Thermal noise is one of the sources of decoherence, which seem to be unavoidable in real systems. Lowering temperature is the first and natural answer to the question how to reduce such a noise. It is not always possible, and it is not always desired solution. This paper was devoted to another solution: one can operate in the regime where the system becomes independent on temperature.

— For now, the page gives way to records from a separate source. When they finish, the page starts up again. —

PR #717, opened 2025-08-07
Added key names to Sizer controls to make it possible to override the styles

0x5bfa:
## Fixes

Added key names to the Sizer controls so you override the styles of the Sizer controls.

## PR Type

- Other... Please describe: As the title describes

You cannot override unless you copy and paste the style of SizerBase. The three deriviative controls even didn't have their own styles. And you couldn't create a style for one of them because all of them didn't set `DefaultKeyStyle` property.

## What is the new behavior?

Being able to override.

## PR Checklist

- [ ] New component

## Other information

I've tested this change in the sample app & with the Sizer tests on my local.

### DIFF
--- a/components/Primitives/samples/WrapPanel.md
+++ b/components/Primitives/samples/WrapPanel.md
@@ -20,6 +20,9 @@ Spacing can be automatically added between items using the HorizontalSpacing and
 
 When the Orientation is Vertical, HorizontalSpacing adds uniform spacing between each column of items, and VerticalSpacing adds uniform vertical spacing between individual items.
 
+> [!NOTE]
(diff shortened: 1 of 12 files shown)


michael-hawker:
Thanks @0x5bfa, we're usually pretty good about this pattern for Toolkit controls, but this is a bit odder case with the inheritance from a common style. Appreciate you taking a look into it! 🦙❤️

@Arlodotexe I did a quick pass, I think it all looks good. Mind doing a functional test of the changes? I think we have some basic loading tests for these, but we don't do much with the visuals.

components/Sizers/src/GridSplitter/GridSplitter.cs
AndrewKeepCoding, line 1: Should we move the constructor up after the private fields to align with the structure used in other components?

michael-hawker:
Held up by #758

michael-hawker (approved):

michael-hawker:
UWP branch had failed, not sure why...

We investigated the fidelity of qubit teleportation channel in the regime when the shared entangled resource state was affected by thermal fluctuations caused by independent thermal reservoirs, modeled in terms of Davis maps. There are two origins of temperature dependence of the Davis maps Eqs.  (811). The first is explicit, via parameter \(p\) in Eq. (12), and the second via dephasing and relaxation time entering the Davis map. We strictly limited our investigation to the first source of temperature dependence assuming the second to be negligible. Such a simplified approach allows us to avoid the details of microscopic processes inherent in a realistic model for a system–reservoir coupling. We show that there are circumstances when the fidelity becomes independent on temperature of at least one of environments. (i) Such an independence can occur provided that one of the reservoirs is a source of pure decoherence without energy dissipation. (ii) The temperature of one of the environments does not alter the fidelity of teleporting channel if the second environment is infinitely hot, or (iii) in teleportation of qubits prepared in very specific states. (iv) It is also possible to obtain temperature-independent fidelity of teleportation isolating one of qubits of the resource state from its environment. Last but not least, there is a possibility of thermal enhancement of fidelity of teleportation channel in the model which was studied in the paper. In all the investigated cases, desired features of teleportation are obtained via modification of local properties of the total system by acting only on its subsystems. The Davies model of decoherence adapted in this work, contrary to many phenomenological approaches, despite its limitations, is directly related to physical properties of the investigated model. Such a choice guarantees well-defined range of applicability of obtained results. We hope that presented studies will be helpful for further development of practical implementations of teleportation in quantum information processing.